Llega el momento y nuestro candidato echa mano de 25 promesas “voto-succionadoras”, unas de las tantas que ha logrado coleccionar con apoyo de sus cerebros:

• Casa propia y digna para cada ciudadano o familia.
• Casas campestres del Estado para compartir con otras familias.
• Educación gratuita y de calidad desde jardín hasta universidad.
• Salud gratis de alta calidad para todos.
• Salario solidario para desempleados y población mayor no productiva.
• Atención prioritaria a la niñez.
• Políticas vanguardistas en favor de la mujer y las minorías.
• Cero hambre.
• Políticas dinámicas para estimular el turismo y la recreación.
• Un inteligente desarrollo urbano.
• Cuidado del medio ambiente y lucha contra el cambio climático.
• Acciones específicas y de largo alcance a favor del deporte.
• Impulso, como nunca, a la ciencia, la tecnología, la cultura, el emprendimiento.
• Vías públicas modernas.
• Impulso nunca visto a la agricultura y la economía del campo.
• Uso responsable y social de los recursos naturales.
• Políticas económicas que empujen y fortalezcan el desarrollo del país.
• Una praxis tributaria justa en beneficio de la equidad y la estabilidad.
• Respaldo sostenido a las exportaciones.
• Unas Fuerzas Armadas tecnificadas y profesionales de cara a la defensa interior y exterior.
• La configuración de una justicia sólida, diligente y efectiva.
• Una acción integral para enfrentar y reducir el crimen al mínimo.
• Policía en cada esquina.
• Llevar la corrupción a cero introduciendo la cadena perpetua y la pena de muerte.
• Ejecución de una política internacional en pro de la paz nacional y mundial.

¡Formidable! Ahora bien, tras oírlo o leerlo, los electores le preguntamos al candidato tres cosas: ¿esas propuestas son pertinentes?, ¿viables?, ¿sostenibles? ¿Contesta a todo sí? ¡Estupendo! Pero a las anteriores preguntas, que se refieren a las promesas, debemos añadir otras que nos haremos acerca del aspirante propiamente dicho. Unas cuantas: 

• ¿Qué tal su calidad humana?
• ¿Su formación personal? 
• ¿Su prestigio profesional? 
• ¿Sus valores y capacidad de liderazgo?
• ¿Su conocimiento del país?
• ¿Su conocimiento del mundo?
• ¿Su experiencia de gestión pública? 
• ¿Cómo se encuentra de salud? 
• ¿Cómo evaluamos su edad?
• ¿Qué decir de las personas y organizaciones que lo acompañan?

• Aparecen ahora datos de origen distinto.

PR #276, opened 2015-10-13
P2, P3, P4, and P6

Sdeppen:
Didn’t get to finish P4_bfs or P6… :(


HW1/P3/P3.txt
```diff
@@ -1 +1 @@
-# Your discussion here
+[(u'aerst', 11, [u'arets', u'aster', u'rates', u'reast', u'resat', u'stare', u'stear', u'strae', u'tares', u'tears', u'teras'])]
```
jacobbaron: Looks good!

HW1/P4/P4_bfs.py
```diff
@@ -0,0 +1,17 @@
...
+def bfs(character, graph): 
+    #Things to be aware of
+    #   make sure there is a way to prevent infinite loops a->b->a->b->...
+    #       mark each searched value with true or false? 
+    #           true if searched already, false if not
+    #   check list of values for character
+    #   if not found, use those characters as key and check their values
+    #       (this will branch extensively, use partitions to break up work)
+    #   if character is found, backtrack by returning the character name
+    #return a list of characters that the node was connected to
```
jacobbaron: Looks like you are missing your bfs code!

Sdeppen: Yeah, sadly did not get to finish this pset...

HW1/P2/P2.txt
```diff
@@ -1 +1,5 @@
-# Your discussion here
+For part a, I chose to simply partition in sequential order. While for part b, I shuffled the order so that the partitions would be spread out randomly. 
+
+The sequential order does a poor job of balancing out work, as seen in the histogram. The jobs are mainly done by the first few partitions, and much less is done afterwards. This is reflected in how long it takes to compute the graph.
+
+The shuffled order, on the other hand, shows a much more gaussian distribution of partitions to iterations. It also took less time to calculate. This indicates that the word was much more balanced out, however the graph is no longer ordered, so it has to regroup after each shuffle which takes more overhead.
```
jacobbaron: What do you mean by 'regroup after each shuffle?' How does the ordering affect anything other than the partitioning?

HW1/P2/P2b.py
```diff
@@ -1,3 +1,32 @@
...
 
-# Your code here
+sc = SparkContext()
+
+#create lists of the range for rows and cols  
+ilist = range(2000)
+jlist = range(2000)
+
+random.shuffle(ilist)
+random.shuffle(jlist)
```
jacobbaron: I did something similar. However, if the dataset is too large, such that it makes sense to use spark, you might not be able to do the shuffle within python before parallelizing. This is something I'm not sure about. In that case, you'd have to parallelize first and then shuffle. I did not implement it that way myself, but it's just something to think about.

nicodri: @jacobbaron is right. Why don't you do the shuffle inside Spark? For example, you can call a partitionBy with a shuffle on the index on the rdd mandelrdd. Then you won't have any issue if the data set is too large. And also that way the work is even more balanced.

HW1/P2/P2a.py
```diff
@@ -1,3 +1,29 @@
...
+sc = SparkContext()
+
+#create lists of the range for rows and cols  
+ilist = range(2000)
+jlist = range(2000)
+
+#turn the lists into 1 rdd, K: (i,j)
+rddi = sc.parallelize(ilist,10)
+rddj = sc.parallelize(jlist,10)
+rddK = rddi.cartesian(rddj)
```
nicodri: Pay attention to the code redundancy: here you just need one index list mylist = range(2000) and one rdd, you can compute the cartesian product with itself.

HW1/P3/P3.py
```diff
@@ -0,0 +1,26 @@
...
+words = wordsfile.map(lambda w: ("".join(sorted(w)), w))
+
+#create a rdd of the sorted words, number of anagrams, and list of anagrams
+anagrams = words.groupByKey().map(lambda x : (x[0], len(list(x[1])), list(x[1])))
+
+#sorts the anagram list by number of anagrams in descending order and then takes the first value
+#aka, the largest number of anagrams 
+max = anagrams.sortBy((lambda x: x[1]), ascending=False).take(1)
+print max
+
```
nicodri: Nice job. We have the same result. One tiny detail : you may want to look for the Spark built in function rdd.takeOrdered() to execute in native Spark your two last lines of code.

Es que, señoras y señores votantes, la cosa es muy simple: no se trata únicamente de analizar tanta propuesta arrobadora o robadora, sino de evaluar a quien, “con todo el mercado afuera”, las presenta a la comunidad y aspira a nuestros votos. Por ello, el colombiano de a pie no tiene nada distinto a preguntarse y preguntarles a los aspirantes a la presidencia: “¿De eso tan bueno sí dan tanto? Porque ustedes, para lograr votos, salen con ideas maravillosas, pero para incumplirlas les falta tiempo para inventar disculpas”.

INFLEXIÓN. El médico William Lloyd, especialista en la garganta, atendió durante muchos años al tenor italiano de ópera Enrico Caruso, en su momento el mejor cantante del mundo, de quien dijo en un artículo: “El poder de su voz era tan grande, que en mi consultorio rompía a menudo tubos de vidrio con solo cantar las notas fundamentales” (El Tiempo, Bogotá, 25sept1921). Algo similar buscan los candidatos: hablarnos con un tal poder en la palabra, que nos envuelven en fantasías arrobadoras…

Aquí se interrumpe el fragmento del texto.